# DWC v RDWC



## BUDISGUD (Dec 21, 2008)

i have already got a drip system what i purchased this week,im also going too try the DWC or RDWC ,wich do you guys prefer...i would presume the RDWC is quiter as the pump is in the water ,let me have your thoughts before i go ahead and buy the buckets,im thinking of getting 21.3 litre buckets wich are around 5 gallon i presume,how many plants do you guys put in a pot this size ?


----------



## The Hemp Goddess (Dec 21, 2008)

BUDISGUD said:
			
		

> i have already got a drip system what i purchased this week,im also going too try the DWC or RDWC ,wich do you guys prefer...i would presume the RDWC is quiter as the pump is in the water ,let me have your thoughts before i go ahead and buy the buckets,im thinking of getting 21.3 litre buckets wich are around 5 gallon i presume,how many plants do you guys put in a pot this size ?



What is RDWC?

I only put 1 plant per bucket.


----------



## NewbieG (Dec 22, 2008)

The Hemp Goddess said:
			
		

> What is RDWC?
> 
> I only put 1 plant per bucket.



she's right.


----------



## BUDISGUD (Dec 22, 2008)

here is a link wich will explain it better,RDWC is re-circulating deep water culture wich uses a pump and not an air pump,supposodly it is better than DWC,take a look  http://www.abergreen.co.uk/page.html?id=19&chapter=1

you can have a lid with 3 80mm holes for the net pots or a singular 140mm hole,although i am going too do mine in the single


----------



## JBonez (Dec 22, 2008)

Interesting, not sure i would want roots just sitting in water tho, even if its aerated, looks like a problem waiting to happen.


----------



## andy52 (Dec 22, 2008)

thats what dwc is bro.the roots are in the solution and i've never had any problems.not sure about the rdwc,never heard of it myself.DWC is the best thing i ever did.beats the hell out of soil growing,jmo


----------



## city (Dec 22, 2008)

Personally I think it is a sales gimmic.
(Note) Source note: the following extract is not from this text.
PR #210, opened 2017-03-27
Use utf8mb4 and migrate db to utf8mb4

### LINKED ISSUE #204: Server chokes on Unicode characters
Ran into this while creating a Real Deck™. Can't add a card with Korean characters:

screen shot 2017-03-27 at 2 45 36 pm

Does the same thing as dwc but with a pump. I think the pump ans spray nozzle would add up in the future.
 I have a quarter and you have a quarter. Bu you quarter sucks cause its from the 80's mine is a new mint 2008. But they still buy the same ammount.


----------



## BUDISGUD (Dec 22, 2008)

their are more disadvantages with the DWC than RDWC as it states,such as more airpumps,noise etc...so not exactly a gimmick, RDWC does have a little bit more going for it.


----------



## JBonez (Dec 22, 2008)

andy52 said:
			
		

> thats what dwc is bro.the roots are in the solution and i've never had any problems.not sure about the rdwc,never heard of it myself.DWC is the best thing i ever did.beats the hell out of soil growing,jmo



Yeah, but with dwc, there is a torrent of air surging upwards from underneath, providing roots with plenty of air, not sure about rdwc, im sure it works, i would just be a little skeptical, i mean, if the roots swallow an airstone, what would happen to a water pump, just seems like trouble waiting to happen.


----------



## BUDISGUD (Dec 22, 2008)

i can see one maybe advantage of the DWC ...it probably keeps the solution cooler as its always pushing cool air through the solution 
i believe 21 is the ideal nutrient temp in the bucket ?
also how noisy are the buckets,if i were too have them in a closet would i be able too hear them if i was on the otherside of the door ?


----------



## WeedHopper (Dec 22, 2008)

BUDISGUD said:
			
		

> here is a link wich will explain it better,RDWC is re-circulating deep water culture wich uses a pump and not an air pump,supposodly it is better than DWC,take a look  http://www.abergreen.co.uk/page.html?id=19&chapter=1
> 
> you can have a lid with 3 80mm holes for the net pots or a singular 140mm hole,although i am going too do mine in the single


 
I dont get it. A dwc puts oxygen in the water that the roots are setting in,,getting lots of oxygen and food to the plants. This RDWC is doing no more then a drip system except at least the drip system has an airstone pumping oxygen into the water that it is dripping onto the plant. If your going to do that,,go to Airaponics,,at least your putting the sprayed solution DIRECTLY onto the roots. Im not saying it doesnt work,,I just dont see the point,,robbing Peter to pay Paul.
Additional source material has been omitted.